DESCRIPTION OF THE TASK: Each entry below must be repeated word for word.

[Saved data entries]

Issue #190, opened 2016-02-01
BEMHTML: should trim and escape cls


miripiruni:
```js
  it('should trim cls', function() {
    compile(function() {
      block('button').cls()('  btn  ');
    })
      .apply({ block: 'button' })
      .should.equal('<div class="button btn"></div>');
  });

  it('should escape cls', function() {
    compile(function() {
      block('button').cls()('url="a=b&c=d"');
    })
      .apply({ block: 'button' })
      .should.equal('<div class="button url=&quot;a=b&amp;c=d&quot;"></div>');
  });
```

[Demo](http://bem.github.io/bem-xjst/?bemhtml=block(%27button%27).cls()(%27%20%20%20url%3D"a%3Db%26c%3Dd"%20%20%20%27)%3B&bemjson=%7B%20block%3A%20%27button%27%20%7D)

miripiruni:
Released in v6.5.1

PR #264, opened 2016-05-05
BEMHTML: should trim and escape cls

miripiruni:
Fix for #190

### DIFF
--- a/lib/bemhtml/index.js
+++ b/lib/bemhtml/index.js
@@ -130,10 +130,10 @@ BEMHTML.prototype.render = function render(context,
     }
 
     if (cls)
-      out += ' ' + cls;
+      out += ' ' + (cls.trim ? cls.trim() : cls);
   } else {
     if (cls)
-      out += cls;
+      out += cls.trim ? cls.trim() : cls;
   }
 
   if (addJSInitClass)
--- a/lib/bemhtml/index.js
+++ b/lib/bemhtml/index.js
@@ -130,10 +130,11 @@ BEMHTML.prototype.render = function render(context,
     }
 
     if (cls)
-      out += ' ' + (cls.trim ? cls.trim() : cls);
+      out += ' ' + (typeof cls === 'string' ?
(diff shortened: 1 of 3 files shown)


lib/bemhtml/index.js
```diff
@@ -130,10 +130,10 @@ BEMHTML.prototype.render = function render(context,
     }
 
     if (cls)
-      out += ' ' + cls;
+      out += ' ' + (cls.trim ? utils.attrEscape(cls.trim()) : cls);
   } else {
     if (cls)
-      out += cls;
+      out += cls.trim ? utils.attrEscape(cls.trim()) : cls;
```
zxqfox: Ээээээ? What the heck is that condition?

miripiruni: @zxqfox I mean `trim()` exist only in Strings instances.

zxqfox: Em. What else you can pass here?

Why not just to do `cls = utils.attrEscape(cls).trim();` above?

miripiruni: @zxqfox why it’s matter?

zxqfox: It's javascript. `{toString:()=>'">'}` will fall

miripiruni:
@zxqfox updated.

miripiruni:
Review needed.

 cc @zxqfox @tadatuta @veged

lib/bemhtml/index.js
```diff
@@ -130,10 +130,10 @@ BEMHTML.prototype.render = function render(context,
     }
 
     if (cls)
-      out += ' ' + cls;
+      out += ' ' + (cls.trim ? utils.attrEscape(cls).trim() : cls);
```
tadatuta: if you use assert for `cls.trim` just to check if it's an instance of String, why not to do it in more intuitive way: `typeof cls === 'string'`?

tadatuta:
lgtm

PR #1169, opened 2022-12-15
WIP: test pythongen forward reference bug.

### LINKED ISSUE #1168: detection of forward references may sometimes be incorrect in pythongen
This replaces:

- #1166. 

It looks like there are some situations where foward ref detection falsely assumes no forward reference when it should use one

This is because `_sort_classes` is applied prior to writing classes, but the following code operates over the asserted sort order

https://github.com/linkml/linkml/blob/5ecd9c402b7e8f5ad1775904a9247df26a1918fa/linkml/generators/pythongen.py#L921-L938

I am working on replicating this issue - it seems to occur rarely in the wild

The workaround is to order elements with your schema accordingly, but this should not be necessary

cmungall:
When this PR is merged, it fixes #1168

### DIFF
--- a/tests/test_issues/input/linkml_issue_1168.yaml
+++ b/tests/test_issues/input/linkml_issue_1168.yaml
@@ -1,0 +1,19 @@
+id: http://example.org/issue-1168
+name: issue_1168
+description: Tests forward reference edge case
+see_also:
+  - https://github.com/linkml/linkml/issues/1168
+
+classes:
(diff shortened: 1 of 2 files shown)


sierra-moxon:
closing this PR as it is a yaml example file and a test with no asserts -- I think this is because this was already fixed in another PR and this is redundant.  please of course reopen if I got this wrong.

PR #1171, opened 2022-12-16
Issue 675

hsolbrig:
When I run unit tests locally, I get two errors - 

```
test_generators/test_sqltablegen.py:176: 
test_get_sql_range:
E           TypeError: not all arguments converted during string formatting

test_issues/test_issue_338.py:13: 
test_biolink
E           TypeError: not all arguments converted during string formatting
```

These come from the following lines in SchemaLoader:
```
                if mangled_slot_name in self.schema.slots:
                    # mangled names are overwritten if a schema with attributes is passed in
                    # TODO: handle this in a more graceful way
                    #  see https://github.com/linkml/linkml/issues/872
                    logging.warning(
                        f'Class: "{cls.name}" attribute "{attribute.name}" - '
                        f"mangled name: {mangled_slot_name} already exists",
                        attribute.name,
                    )
```
(The logger.warning line...)  I'm sort of doubtful that this is due to this fix...


cmungall (approved):

linkml/utils/ifabsent_functions.py
```diff
@@ -80,25 +68,16 @@ def default_ns_for(loader: SchemaLoader, cls: ClassDefinition) -> str:
...
-    ("slot_uri", True, lambda _, loader, ___, ____: "None"),
-    ("class_curie", True, lambda _, loader, ___, ____: "None"),
-    ("slot_curie", True, lambda _, loader, ___, ____: "None"),
-    # TODO: If you assign a range in the constructor, mergeutils has no way of knowing whether the range
-    #       was overridden or just defaulted.  We need to let the old code continue to work until we get
-    #       this bit resolved
-    # ("default_range", False, lambda _, loader, __, ____: f"ElementName({strval(loader.schema.default_range)})"),
-    ("default_range", False, lambda _, __, ___, ____: "None"),
+    (r"int\(([-+]?[0-9]+)\)", False, lambda m, __, ___, ____: int(m[1])),
+    ("class_uri", False, lambda _, __, class_definition, ____: 'class_class_uri'),
```
cmungall, line 72: I don't think this is correct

WRITTEN ANSWER:
Issue #190, opened 2016-02-01
BEMHTML: should trim and escape cls


miripiruni:
```js
  it('should trim cls', function() {
    compile(function() {
      block('button').cls()('  btn  ');
    })
      .apply({ block: 'button' })
      .should.equal('<div class="button btn"></div>');
  });

  it('should escape cls', function() {
    compile(function() {
      block('button').cls()('url="a=b&c=d"');
    })
      .apply({ block: 'button' })
      .should.equal('<div class="button url=&quot;a=b&amp;c=d&quot;"></div>');
  });
```

[Demo](http://bem.github.io/bem-xjst/?bemhtml=block(%27button%27).cls()(%27%20%20%20url%3D"a%3Db%26c%3Dd"%20%20%20%27)%3B&bemjson=%7B%20block%3A%20%27button%27%20%7D)

miripiruni:
Released in v6.5.1

PR #264, opened 2016-05-05
BEMHTML: should trim and escape cls

miripiruni:
Fix for #190

### DIFF
--- a/lib/bemhtml/index.js
+++ b/lib/bemhtml/index.js
@@ -130,10 +130,10 @@ BEMHTML.prototype.render = function render(context,
     }
 
     if (cls)
-      out += ' ' + cls;
+      out += ' ' + (cls.trim ? cls.trim() : cls);
   } else {
     if (cls)
-      out += cls;
+      out += cls.trim ? cls.trim() : cls;
   }
 
   if (addJSInitClass)
--- a/lib/bemhtml/index.js
+++ b/lib/bemhtml/index.js
@@ -130,10 +130,11 @@ BEMHTML.prototype.render = function render(context,
     }
 
     if (cls)
-      out += ' ' + (cls.trim ? cls.trim() : cls);
+      out += ' ' + (typeof cls === 'string' ?
(diff shortened: 1 of 3 files shown)


lib/bemhtml/index.js
```diff
@@ -130,10 +130,10 @@ BEMHTML.prototype.render = function render(context,
     }
 
     if (cls)
-      out += ' ' + cls;
+      out += ' ' + (cls.trim ? utils.attrEscape(cls.trim()) : cls);
   } else {
     if (cls)
-      out += cls;
+      out += cls.trim ? utils.attrEscape(cls.trim()) : cls;
```
zxqfox: Ээээээ? What the heck is that condition?

miripiruni: @zxqfox I mean `trim()` exist only in Strings instances.

zxqfox: Em. What else you can pass here?

Why not just to do `cls = utils.attrEscape(cls).trim();` above?

miripiruni: @zxqfox why it’s matter?

zxqfox: It's javascript. `{toString:()=>'">'}` will fall

miripiruni:
@zxqfox updated.

miripiruni:
Review needed.

 cc @zxqfox @tadatuta @veged

lib/bemhtml/index.js
```diff
@@ -130,10 +130,10 @@ BEMHTML.prototype.render = function render(context,
     }
 
     if (cls)
-      out += ' ' + cls;
+      out += ' ' + (cls.trim ? utils.attrEscape(cls).trim() : cls);
```
tadatuta: if you use assert for `cls.trim` just to check if it's an instance of String, why not to do it in more intuitive way: `typeof cls === 'string'`?

tadatuta:
lgtm

PR #1169, opened 2022-12-15
WIP: test pythongen forward reference bug.

### LINKED ISSUE #1168: detection of forward references may sometimes be incorrect in pythongen
This replaces:

- #1166. 

It looks like there are some situations where foward ref detection falsely assumes no forward reference when it should use one

This is because `_sort_classes` is applied prior to writing classes, but the following code operates over the asserted sort order

https://github.com/linkml/linkml/blob/5ecd9c402b7e8f5ad1775904a9247df26a1918fa/linkml/generators/pythongen.py#L921-L938

I am working on replicating this issue - it seems to occur rarely in the wild

The workaround is to order elements with your schema accordingly, but this should not be necessary

cmungall:
When this PR is merged, it fixes #1168

### DIFF
--- a/tests/test_issues/input/linkml_issue_1168.yaml
+++ b/tests/test_issues/input/linkml_issue_1168.yaml
@@ -1,0 +1,19 @@
+id: http://example.org/issue-1168
+name: issue_1168
+description: Tests forward reference edge case
+see_also:
+  - https://github.com/linkml/linkml/issues/1168
+
+classes:
(diff shortened: 1 of 2 files shown)


sierra-moxon:
closing this PR as it is a yaml example file and a test with no asserts -- I think this is because this was already fixed in another PR and this is redundant.  please of course reopen if I got this wrong.

PR #1171, opened 2022-12-16
Issue 675

hsolbrig:
When I run unit tests locally, I get two errors - 

```
test_generators/test_sqltablegen.py:176: 
test_get_sql_range:
E           TypeError: not all arguments converted during string formatting

test_issues/test_issue_338.py:13: 
test_biolink
E           TypeError: not all arguments converted during string formatting
```

These come from the following lines in SchemaLoader:
```
                if mangled_slot_name in self.schema.slots:
                    # mangled names are overwritten if a schema with attributes is passed in
                    # TODO: handle this in a more graceful way
                    #  see https://github.com/linkml/linkml/issues/872
                    logging.warning(
                        f'Class: "{cls.name}" attribute "{attribute.name}" - '
                        f"mangled name: {mangled_slot_name} already exists",
                        attribute.name,
                    )
```
(The logger.warning line...)  I'm sort of doubtful that this is due to this fix...


cmungall (approved):

linkml/utils/ifabsent_functions.py
```diff
@@ -80,25 +68,16 @@ def default_ns_for(loader: SchemaLoader, cls: ClassDefinition) -> str:
...
-    ("slot_uri", True, lambda _, loader, ___, ____: "None"),
-    ("class_curie", True, lambda _, loader, ___, ____: "None"),
-    ("slot_curie", True, lambda _, loader, ___, ____: "None"),
-    # TODO: If you assign a range in the constructor, mergeutils has no way of knowing whether the range
-    #       was overridden or just defaulted.  We need to let the old code continue to work until we get
-    #       this bit resolved
-    # ("default_range", False, lambda _, loader, __, ____: f"ElementName({strval(loader.schema.default_range)})"),
-    ("default_range", False, lambda _, __, ___, ____: "None"),
+    (r"int\(([-+]?[0-9]+)\)", False, lambda m, __, ___, ____: int(m[1])),
+    ("class_uri", False, lambda _, __, class_definition, ____: 'class_class_uri'),
```
cmungall, line 72: I don't think this is correct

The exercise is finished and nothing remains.